Gutenachtgeschichten bleiben eigentlich der einzige heikle Punkt dieser Neuorientierung. Aber wie Jelinek mit ihrer ironischen Dekonstruktion der Märchen „Schneewittchen“ und „Dornröschen“ (Teil I und II der Dramolette) veranschaulicht, sind Prinzessinnen, die auf ihren Prinzen warten, um wachgeküsst zu werden, ohnehin out – out of order. Wer will schon ewig kindlich und gleichzeitig gebärfreudig sein, unantastbar im Medienzeitalter als Projektionsfläche männlichen Größenwahnsinns und weiblicher – salonfähiger – Naivität fungieren? Vielleicht all jene, die zu Princess Dianas mit einer überdimensionalen Fackel markiertem Unfallort pilgern. Denn immerhin tat diese Lichtgestalt Gutes für die Menschen, ließ sich zu karitativen Zwecken einsetzen. So wie Jackie (Kennedy) – als einzige von Jelineks Prinzessinnen nicht vom Landestheater gezeigt. Politische Frauen sind ja heutzutage auch ein heißes Thema, der Aufstieg von Hillary Clinton von der First Lady zur Präsidentschaftskandidatin neu aber nicht einzigartig. Nur „ihr Haar in betongeronnener Verkörperung von männlich/
weiblich (forsch kurz, aber mit Wellen) wie ein Schutzhelm um ihren Kopf“ (Alice Schwarzer) lässt eine Rückbesinnung auf das tertiäre Geschlechtsmerkmal, die Körpersprache, vermuten. Angela Merkel hat es ihr schließlich vorgemacht. Da die Verwandlung vom hässlichen Entlein in einen ablichtungswürdigen Schwan, das heißt vestimentäre Veränderungen vollzogen sind, darf sie nun aktiv – richtige – Politik machen. Das höchste Amt im Staat, das ist doch mal ein anderes Ziel als Zauberstab, Puderquaste und Diadem.

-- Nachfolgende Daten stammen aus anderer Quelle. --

Issue #1548, opened 2024-06-05
Create endpoint for conflation of FMTM data with existing OSM data


spwoodcock:
**Is your feature request related to a problem? Please describe.**

- ~~https://github.com/hotosm/conflator requires OSM data in a local postgres instance.~~
- We need an endpoint that can conflate FMTM submissions against existing OSM data.
- It should take the final submission geojson from FMTM, including geometries and tags.
- The conflation code should ideally return the certainty of the conflation:
  - No overlap (new): add geometry and tags with **certain** flag.
  - Exact building overlap: conflate tags and return geom, with **certain** flag.
  - Partial building overlap: return both geometries, including conflated tags on both, with **uncertain** flag.
- The resulting GeoJSON will have geometries and tags, with a certainty attached, ready for manual validation via the FMTM frontend.

**Describe the solution you'd like**

- ~~Option 1: host our own OSM database with updates (not ideal, wasted money), and create an endpoint.~~
- ~~Option 2: integrate the conflation with raw-data-api, that already has an existing postgres instance with updated OSM data (i.e. a new endpoint).~~

Discussing the long term solution with @kshitijrajsharma over the coming weeks.
The most achievable option now is something like https://github.com/kshitijrajsharma/osmconflator/blob/3ecf12b0d31773750cf1f806fd4547532f19d046/osmconflator/utils.py#L18

Process:
- User requests conflation
- Latest OSM data for the AOI is downloaded via raw-data-api
  - The data should include all geometry types and all tags.
  - The data is used for conflation against the FMTM geometries and tags.
- The endpoint can return the certainties of conflation as described above.
- The returned GeoJSON is used for visual validation, as described in the follow on issues in this milestone.

**Additional considerations**

- How do we handle the case when the offset is so large that there is no building overlap (for matching buildings).
- Is this a likely scenario?

spwoodcock:
For now this should be adapted from: https://github.com/kshitijrajsharma/osmconflator/blob/3ecf12b0d31773750cf1f806fd4547532f19d046/osmconflator/utils.py#L18

- This would provide very basic conflation of the geometries.
- At first, we could just merge all the tags.
- The next step would be tag conflation, but most likely this will be handled in the near future in hotosm/conflator.

spwoodcock:
More context on this after a lengthy internal discussion with team members.

### OSM Refs & Raw-Data-API

[...]

PR #1594, opened 2024-06-21
Endpoint to conflate the submission with osm data

Sujanadh:

- [X] 🍕 Feature
- [ ] 🐛 Bug Fix
- [ ] 📝 Documentation
- [ ] 🧑‍💻 Refactor
- [ ] ✅ Test
- [ ] 🤖 Build or CI

## Related Issue

- Issue No. #1548 

## Describe this PR

This PR creates a new endpoint in order to conflate the submission data with osm features.
- if both geometries (buildings for now) are equal or almost equal, then only their tags/properties are appended and returned for further validation
- if both geometries overlaps to some extent then in that case both geometries are returned along with their properties and tags appended
- is_duplicate and is_partial_overlap boolean flags (True or False) are appended, respectively.
-
## Response

```python
{
  "type": "FeatureCollection",
  "features": [
    {
      "type": "Feature",
      "geometry": {
        "type": "Polygon",
        "coordinates": [
          [
            [
              85.297789,
              27.723315
            ],
            [
              85.297842,
              27.723297
            ],
            [
              85.297856,
              27.723329
            ],
            [
              85.297908,
              27.723312
            ],
            [
              85.297924,
              27.723351
            ],
            [
              85.297819,
              27.723386
            ],
            [
              85.297789,
              27.723315
            ]
          ]
        ]
      },
      "properties": {
        "start": "2024-06-11T14:01:37.472+05:45",
        "end": "2024-06-11T14:02:11.013+05:45",
        "today": "2024-06-11",
        "phonenumber": null,
        "deviceid": "collect:N9J5nVWtA9ApE60K",
        "username": "localadmin",
        "email": "NOT IMPLEMENTED",
        "instructions": null,
        "task_id": null,
        "existing": "be3d424a-a5a4-4544-a0c5-3b38dd522dd7",
        "point": null,
        "digitisation_correct": "yes",
        "digitisation_problem": null,
        "digitisation_problem_other": null,
        "image": null,
        "form_category": "Unknown",
        "xid": "650020468",
        "status": "2",
        "category": "housing",
        "name": null,
        "building_material": null,
        "building_levels": null,
        "religion": null,
        "denomination": null,
        "muslim": null,
        "hindu": null,
        "religious": null,
        "service": null,
        "Shop": null,
        "tourism": null,
        "education_details": null,
        "link": null,
        "government": null,
        "medical": null,
        "food": null,
        "cuisine": null,
        "heritage": null,
        "emergency": null,
        "operator": null,
        "inscription": null,
        "housing": null,
        "provider": null,
        "rooms": null,
        "ref": null,
        "building_neighbor": null,
        "power": null,
        "generator_source": null,
        "generator": null,
        "water": null,
        "water_source": null,
        "pump_unit": null,
        "capacity": null,
        "age": null,
        "building_prefab": null,
        "building_floor": null,
        "building_roof": null,
        "condition": null,
        "access_roof": null,
        "levels_underground": null,
        "comment": null,
        "osm_id": 650020468,
        "osm_type": "ways_poly",
        "version": 2,
        "tags": {
          "building": "yes"
        },
        "changeset": 98649258,
        "timestamp": "2021-02-03T14:09:58",
        "is_duplicate": true,
        "is_partial_overlap": false
      }
    }
  ]
}
```

## Review Guide


src/backend/app/db/postgis_utils.py
```diff
@@ -777,3 +785,160 @@ def parse_featcol(features: Union[Feature, FeatCol, MultiPolygon, Polygon]):
     elif isinstance(features, Feature):
         feat_col = geojson.FeatureCollection([feat_col])
     return feat_col
+
+
+def request_snapshot(geometry):
```
spwoodcock, line 790: This function and the `poll_task_status` function can be replaced with osm_fieldwork.PostgresClient.
There is already functionality in place to get a data extract using provided config 👍 
Example: https://github.com/hotosm/fmtm/blob/319f65e61e67f7cb4819129f1141703e12e31dad/src/backend/app/projects/project_crud.py#L449

src/backend/app/submissions/submission_crud.py
```diff
@@ -524,3 +530,45 @@ async def get_submission_detail(
         odk_form.getSubmissions(project.odkid, db_xform.odk_form_id, submission_id)
     )
     return submission.get("value", [])[0]
+
+
+async def get_submission_geojson(
```
spwoodcock, line 535: I noticed we already have central_crud.convert_odk_submission_json_to_geojson and submission_routes.download_submission_geojson that all basically do the same thing.

Could we refactor to only have the logic once, then reuse the code?

src/backend/app/db/postgis_utils.py
```diff
@@ -777,3 +785,160 @@ def parse_featcol(features: Union[Feature, FeatCol, MultiPolygon, Polygon]):
...
+    Returns:
+        bool: True if geometries have a partial overlap, else False.
+    """
+    intersection = geom1.intersection(geom2)
+    return not intersection.is_empty and (
+        0 < intersection.area < geom1.area and 0 < intersection.area < geom2.area
+    )
+
+
+def conflate_features(
```
spwoodcock, line 896: Nice!

spwoodcock (changes requested):

spwoodcock:
In the long term we should look into integrating this: https://github.com/hotosm/conflator/pull/9 👍

src/backend/app/submissions/submission_crud.py
Sujanadh: if i want geojson only for the conflation, then this function won't work since it returns submission in bytes. like you said, we can refactor the `download_submission` endpoint to use `convert_odk_submission_json_to_geojson`.

spwoodcock: The second option sounds best in the spirit of DRY code.

A single function to return a geojson, then encode as bytes where specifically needed.

If absolutely necessary it's also possible to decode bytes back to geojson using `.decode("utf--8")` 👍

json.load would probably also do that

Sujanadh:
updates:
- used PostgresClient to extract features from osm.
- used task outline instead of bbox of submitted feature.
- updated the `convert_odk_submission_json_to_geojson` to return geojson and respective calls to convert geojson to bytes

src/backend/app/db/postgis_utils.py
```diff
@@ -785,3 +791,124 @@ def parse_featcol(features: Union[Feature, FeatCol, MultiPolygon, Polygon]):
...
+        extract_config,
+        auth_token=settings.RAW_DATA_API_AUTH_TOKEN
+        if settings.RAW_DATA_API_AUTH_TOKEN
+        else None,
+    )
+    return pg.execQuery(
+        geometry,
+        extra_params={
+            "fileName": (
+                f"fmtm/{settings.FMTM_DOMAIN}/data_extract"
```
spwoodcock, line 823: Minor thing - the folder structure starting with `fmtm/...` should only be used if we want to keep the data extract.

Raw data api has a rule if we use auth and a set structure, the file is retained for the project. 

In this case we could remove this param as we only need a temp extract 👍

src/backend/app/db/postgis_utils.py
```diff
@@ -785,3 +791,124 @@ def parse_featcol(features: Union[Feature, FeatCol, MultiPolygon, Polygon]):
...
+                if settings.RAW_DATA_API_AUTH_TOKEN
+                else "fmtm_extract"
+            ),
+            "outputType": "geojson",
```
spwoodcock, line 827: I believe bind zip true and geojson are defaults on raw data api, but no harm being explicit 👍

spwoodcock (approved):

src/backend/app/db/postgis_utils.py
Sujanadh: okay

src/backend/app/db/postgis_utils.py
Sujanadh: I think its better to mention, as we won't know what are the default values.

Sujanadh:
Updates:
- bypass check for public project in wrap_check_access
- removed filename parameter in extra params when requesting data extracts as we don't need it since it is only temp extracts and we don't have to save it in fmtm

src/backend/app/auth/roles.py
```diff
@@ -242,6 +242,12 @@ async def wrap_check_access(
     role: ProjectRole,
 ) -> ProjectUserDict:
     """Wrap check_access call with HTTPException."""
+    # If project is public, skip permission check
+    if project.visibility == ProjectVisibility.PUBLIC:
```
spwoodcock, line 246: Adding this logic here means that all users have access to all endpoints if the project is public.

So they could delete the project, modify anything, etc.

It's currently only present in the `mapper` permission, as we only want to bypass the auth if the endpoint requires `mapper` role only:

https://github.com/hotosm/fmtm/blob/fd11d08f9c5c5c88c6d4b1c7394e517649f0c628/src/backend/app/auth/roles.py#L327

Was this logic needed for the code in this PR to work?

spwoodcock (changes requested):

src/backend/app/auth/roles.py
spwoodcock: Everything else is all set to merge!

spwoodcock: I did a minor update, fixing the return type on the `mapper` role if `ProjectVisibility.PUBLIC`.

I'm going to merge as this PR has been open a while - let me know if any issues!

Sujanadh: Uh I totally missed that. Yes , you are right. I changed that in order to get ProjectUserDict.

Sujanadh: Uh I totally missed that. Yes , you are right. I changed that in order to get ProjectUserDict.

Was machen nun aber diejenigen Frauen, für die die Möglichkeit eines Präsidentenamtes eine noch viel größere Utopie darstellt als der strassbesetzte Thron? Eine subversive Lesart des Aufeinanderprallens von Prinzessinnenträumen und sozialer Realität hat Fernando León de Aranoa mit seinem Film „Princesas“ auf Zelluloid gebannt. „Du willst dich nicht bezahlen lassen?“ versteht Caye die Welt nicht mehr. „Nein, heute Abend sind wir Prinzessinnen“. Zulema und Caye sind zurzeit ins unseren Kinos zu sehen.